* _WHAT IS EXPECTED_:
Output the opening lines of the records exactly. End with the line that contains "let state: NIOLockedValueBox<State>".

——

PR #666, opened 2025-01-27
Combine RequestBody delegate, source state to fix hang

adam-fowler:
The waitingForProduceMore continuations and the produceMore state have been combined into one state in the Delegate of RequestBody, 

Fixes issue with hang where yield was told to stop producing and but then was told it could continue producing before the next call to yield.

An alternative solution, which is simpler, would be to wait on the continuation as soon as `yield` returns `stopProducing` but this means `Source.yield()` stalls on the yield that returns stop producing and not the next yield.

### DIFF
--- a/Sources/HummingbirdCore/Request/RequestBody.swift
+++ b/Sources/HummingbirdCore/Request/RequestBody.swift
@@ -134,27 +134,53 @@ extension RequestBody {
     /// Delegate for NIOThrowingAsyncSequenceProducer
     @usableFromInline
     final class Delegate: NIOAsyncSequenceProducerDelegate, Sendable {
-        let checkedContinuations: NIOLockedValueBox<Deque<CheckedContinuation<Void, Never>>>
+        enum State {
+            case produceMore
+            case waitingForProduceMore(Deque<CheckedContinuation<Void, Never>>)
+            case terminated
+        }
+        let state: NIOLockedValueBox<State>
 
         @usableFromInline
         init() {
-            self.checkedContinuations = .init([])
+            self.state = .init(.produceMore)
         }
 
         @usableFromInline
         func produceMore() {
-            self.checkedContinuations.withLockedValue {
-                if let cont = $0.popFirst() {
-                    cont.resume()
+            
+            self.state.withLockedValue { state in
+                switch state {
+                case .produceMore:
+                    break
+                case .waitingForProduceMore(var continuations):
+                    if let cont = continuations.popFirst() {
+                        cont.resume()
+                    }
+                    if continuations.count > 0 {
+                        state = .waitingForProduceMore(continuations)
+                    } else {
+                        state = .produceMore
+                    }
+                case .terminated:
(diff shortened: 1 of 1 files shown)


Sources/HummingbirdCore/Request/RequestBody.swift
```diff
@@ -134,36 +134,84 @@ extension RequestBody {
...
+                    break
+                case .waitingForProduceMore(var continuations):
+                    if let cont = continuations.popFirst() {
+                        cont.resume()
+                    }
+                    if continuations.count > 0 {
+                        state = .waitingForProduceMore(continuations)
+                    } else {
+                        state = .produceMore
+                    }
```
Joannis, line 164: I expect this code is quite performance sensitive, can we restructure to save a copy?

```suggestion
                    switch continuations.count {
                    case 0:
                        assertionFailure("`waitingToProduceMore` state with a continuation count of zero")
                        state = .produceMore
                    case 1:
                        continuations[0].resume()
                        state = .produceMore
                    default:
                        continuations.removeFirst().resume()
                        state = .waitingForProduceMore(continuations)
                    }
```

Joannis (approved):
LGTM, one performance remark here.

Sources/HummingbirdCore/Request/RequestBody.swift
adam-fowler: What about having two states, one for a single continuation (The most likely case) and one for multiple continuations.

Sources/HummingbirdCore/Request/RequestBody.swift
```diff
@@ -134,36 +134,88 @@ extension RequestBody {
...
             }
         }
 
         @usableFromInline
         func waitForProduceMore() async {
-            await withCheckedContinuation { (cont: CheckedContinuation<Void, Never>) in
-                self.checkedContinuations.withLockedValue {
-                    $0.append(cont)
+            switch self.state.withLockedValue({ $0 }) {
+            case .produceMore, .terminated:
```
adam-fowler, line 190: @Joannis this is an attempt to optimise waitForProduceMore to not create a continuation if the state is produceMore (the most probably state)

Sources/HummingbirdCore/Request/RequestBody.swift
adam-fowler: Would mean you wouldn't have the extra allocation for the deque contents

Sources/HummingbirdCore/Request/RequestBody.swift
Joannis: That makes sense! Great catch

Sources/HummingbirdCore/Request/RequestBody.swift
Joannis: That makes sense, my goal was indeed to omit the Deque allocation

Joannis (approved):

PR #673, opened 2025-02-08
Add custom verification handler to NIOSSLServerHandler

adam-fowler:


Sources/HummingbirdHTTP2/TLSChannelConfiguration.swift
```diff
@@ -0,0 +1,57 @@
...
+// SPDX-License-Identifier: Apache-2.0
+//
+//===----------------------------------------------------------------------===//
+
+import NIOCore
+import NIOSSL
+
+/// TLSChannel configuration
+public struct TLSChannelConfiguration: Sendable {
+    public typealias CustomVerificationCallback = @Sendable ([NIOSSLCertificate], EventLoopPromise<NIOSSLVerificationResult>) -> Void
```
Joannis, line 20: Should we expose an API here that has a signature of `@Sendable ([NIOSSLCertificate]) async throws -> NIOSSLVerificationResult`?

adam-fowler: Had a look at this and that isn't what is expected of this function. If you check the function it sends in a promise, kicks off the custom verification process and returns immediately. Changing it to async/await means it will wait until the custom verification has completed. I could kick off an unstructured task inside the function. Not sure that's ideal though.

adam-fowler: In actual fact given how promise.completeWithTask works it doesnt really make much difference if it is an unstructured task. I have added an async verification callback, but left the EL version in as well

Joannis (approved):
Awesome! This looks great.

PR #674, opened 2025-02-10
Add Environment.require(_:), require(_:as:)

adam-fowler:
In most cases you are getting an environment variable you actually require it to exist.


Joannis (approved):
Surprised we didn't have this yet! I thought we did.

PR #679, opened 2025-02-24
Use TaskLocals to isolate metrics/tracing tests from each other

adam-fowler:
By isolating a tracer or metrics factory for each test we can run them in parallel. This isn't an issue at the moment really, but when we move to Swift Testing it will be so lets just fix it now.


ktoso (approved):
Nicely done :)

Joannis (approved):

PR #680, opened 2025-02-27
Add CacheControl tests

Cyberbeni:
Noticed that CacheControl doesn't work with .any, tried adding XCTExpectedFailure for the failing test but apparently it is not implemented on Linux. Don't know when I'll have the time to look into fixing it, so I'm only submitting the tests for now.

### DIFF
--- a/Sources/Hummingbird/HTTP/MediaType.swift
+++ b/Sources/Hummingbird/HTTP/MediaType.swift
@@ -168,8 +168,7 @@ public struct MediaType: Sendable, CustomStringConvertible {
 
         static func ~= (_ lhs: Self, _ rhs: Self) -> Bool {
             switch (lhs, rhs) {
-            case (.any, _),
-                (_, .any):
+            case (.any, _), (_, .any):
                 true
             default:
                 lhs == rhs
--- a/Sources/Hummingbird/HTTP/MediaType.swift
+++ b/Sources/Hummingbird/HTTP/MediaType.swift
@@ -154,7 +154,7 @@ public struct MediaType: Sendable, CustomStringConvertible {
 
     /// Media type categories
     public struct Category: Sendable, Equatable, RawRepresentable, CustomStringConvertible {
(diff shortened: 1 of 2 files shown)


adam-fowler:
I added a fix so you PR passes all its tests

Cyberbeni:
Removed the `func ==` implementation, since it wasn't working (probably because Category is RawRepresentable and that default implementation of Equatable is higher priority than default implementation for types with only equatable variables) and it also wasn't transitive. https://developer.apple.com/documentation/swift/equatable

> Since equality between instances of Equatable types is an equivalence relation, any of your custom types that conform to Equatable must satisfy three conditions, for any values a, b, and c:
>
> - a == a is always true (Reflexivity)
> - a == b implies b == a (Symmetry)
> - a == b and b == c implies a == c (Transitivity)

adam-fowler:
An alternative solution would be to change the `==` implementation to `~=` and remove the Equatable conformance from Category and use the `~=` inside `isType`.

Cyberbeni:
Ok, I also removed Category.Internal as it was redundant to have the same cases for the wrapper type.

Cyberbeni:
As far as I know, the only breaking change is that a switch case over Category will produce a warning for the default case if all the cases are listed.

adam-fowler:
> Ok, I also removed Category.Internal as it was redundant to have the same cases for the wrapper type.

Public enums in libraries are not a good idea, because adding cases to them is a breaking change. You need to wrap them in a struct to avoid the breaking change. See this pitch which will hopefully make it into swift https://forums.swift.org/t/pitch-extensible-enums-for-non-resilient-modules/77649

Cyberbeni:
Ah,this comes up every time I forget about it... It was even mentioned in the original proposal: https://github.com/swiftlang/swift-evolution/blob/main/proposals/0192-non-exhaustive-enums.md#allow-enums-defined-in-source-packages-to-be-considered-non-frozen

adam-fowler (approved):
Looks good

PR #959, opened 2023-04-11
Terraform structure guidelines

dianaivan11:
# Pull Request Template

This PR includes a set of best practices on how to structure a Terraform infrastructure configuration in order for it to be maintainable, scalable and reusable. 

The best practices presented here were extracted as part of the sharing phase from a recent CSE engagement, in which our crew leveraged the configuration structure previously used in another engagement. Since these guidelines were already being shared without being documented, including them in the EF playbook will enable more crews to leverage them in their projects.

### DIFF
--- a/docs/continuous-delivery/recipes/terraform/terraform-structure-guidelines.md
+++ b/docs/continuous-delivery/recipes/terraform/terraform-structure-guidelines.md
@@ -1,0 +1,69 @@
+# Guidelines on Structuring the Terraform Configuration
+
+## Context
+When creating an infrastructure configuration, it is important to follow a consistent and organized structure to ensure maintainability, scalability and reusability of the code. The goal of this section is to briefly describe how to structure your Terraform configuration in order to achieve this.
+
+## Structuring the Terraform configuration
+
+The recommended structure is as follows:
+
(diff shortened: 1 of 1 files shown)


TessFerrandez (approved):

docs/continuous-delivery/recipes/terraform/terraform-structure-guidelines.md
```diff
@@ -0,0 +1,69 @@
+# Guidelines on Structuring the Terraform Configuration
+
+## Context
+When creating an infrastructure configuration, it is important to follow a consistent and organized structure to ensure maintainability, scalability and reusability of the code. The goal of this section is to briefly describe how to structure your Terraform configuration in order to achieve this.
+
+## Structuring the Terraform configuration
+
+The recommended structure is as follows:
+
+1. Place each component you want to configure in it's own module folder. This will give you a clear separation of concerns and will make it straight forward to include new resources, update existing ones or reuse them in the future.
```
stuartleeks, line 10: How is a component defined in this context?

My concern is that it could be interpreted as an Azure resource, which can make the terraform hard to understand.

The terraform docs have some good high-level content on [when to write a module](https://developer.hashicorp.com/terraform/language/modules/develop#when-to-write-a-module) which might also be worth referencing here?

shiranr (approved):

PR #1045, opened 2024-04-12
Fix linter

shiranr:


nyouens (approved):

tompaana (approved):

shiranr:
Thank you @tompaana and @nyouens for the quick reply :)

PR #1065, opened 2024-08-22
Fix page navigation

TessFerrandez:
Very small changes to fix the navigation of the EF playbook


TessFerrandez:
Quick merge to fix navigation - OK per EF group

PR #1075, opened 2024-09-27
Tessferrandez/refactor ml to apply to all ai ml projects

TessFerrandez:
Based on feedback that the ML section seems to apply only to data scientists, this is an attempt to make the section more general as many projects include AI, and this content should apply to all of us.

Looking for feedback how we can make it even more accessible...


README.md
```diff
@@ -63,7 +63,7 @@ A [breakdown of sections](docs/the-first-week-of-an-ise-project.md) according to
 
 ## Fundamentals for Specific Technology Areas
 
-* [Machine Learning Fundamentals](docs/machine-learning/README.md)
+* [Machine Learning/AI Fundamentals](docs/machine-learning-and-ai-projects/README.md)
```
shiranr, line 66: Perhaps ml-and-ai-projects?

PR #1083, opened 2025-01-22
Clarify TDD doesn't mean write *all* tests first

joshua-koehler:
This was already written well, and the separate article `./tdd.md` is excellent. However, I think the language could be a little clearer to dispell the common misconception that TDD means you write all your tests first.  I trust this is clear to TDD practitioners, but I commonly see "senior" engineers misunderstand this.

Kent Beck sees this so commonly that he wrote a [little article](https://tidyfirst.substack.com/p/canon-tdd) on the subject.

My org was using this document for training engineers, and am hoping this small change will make it even more helpful.

I also made a minor change to the first sentence.  I understand it to be conveying one benefit of TDD, namely that it makes the code more testable, and thought it could be made more succinct.  Furthermore, many tout TDD as a mechanism for design, so explicitly negating that benefit is perhaps likely to cause unintended controversy.

### DIFF
--- a/docs/automated-testing/unit-testing/README.md
+++ b/docs/automated-testing/unit-testing/README.md
@@ -97,11 +97,12 @@ An example of using dependency injection can be found [here](./authoring-example
 
 #### Test-Driven Development
 
-Test-Driven Development (TDD) is less a technique in how your code is designed, but a technique for writing your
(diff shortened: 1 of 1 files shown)


nyouens (approved):
This is a great iteration on the content, thank you for the contribution.

shiranr (approved):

——

* _TASK RESPONSE_:
PR #666, opened 2025-01-27
Combine RequestBody delegate, source state to fix hang

adam-fowler:
The waitingForProduceMore continuations and the produceMore state have been combined into one state in the Delegate of RequestBody, 

Fixes issue with hang where yield was told to stop producing and but then was told it could continue producing before the next call to yield.

An alternative solution, which is simpler, would be to wait on the continuation as soon as `yield` returns `stopProducing` but this means `Source.yield()` stalls on the yield that returns stop producing and not the next yield.

### DIFF
--- a/Sources/HummingbirdCore/Request/RequestBody.swift
+++ b/Sources/HummingbirdCore/Request/RequestBody.swift
@@ -134,27 +134,53 @@ extension RequestBody {
     /// Delegate for NIOThrowingAsyncSequenceProducer
     @usableFromInline
     final class Delegate: NIOAsyncSequenceProducerDelegate, Sendable {
-        let checkedContinuations: NIOLockedValueBox<Deque<CheckedContinuation<Void, Never>>>
+        enum State {
+            case produceMore
+            case waitingForProduceMore(Deque<CheckedContinuation<Void, Never>>)
+            case terminated
+        }
+        let state: NIOLockedValueBox<State>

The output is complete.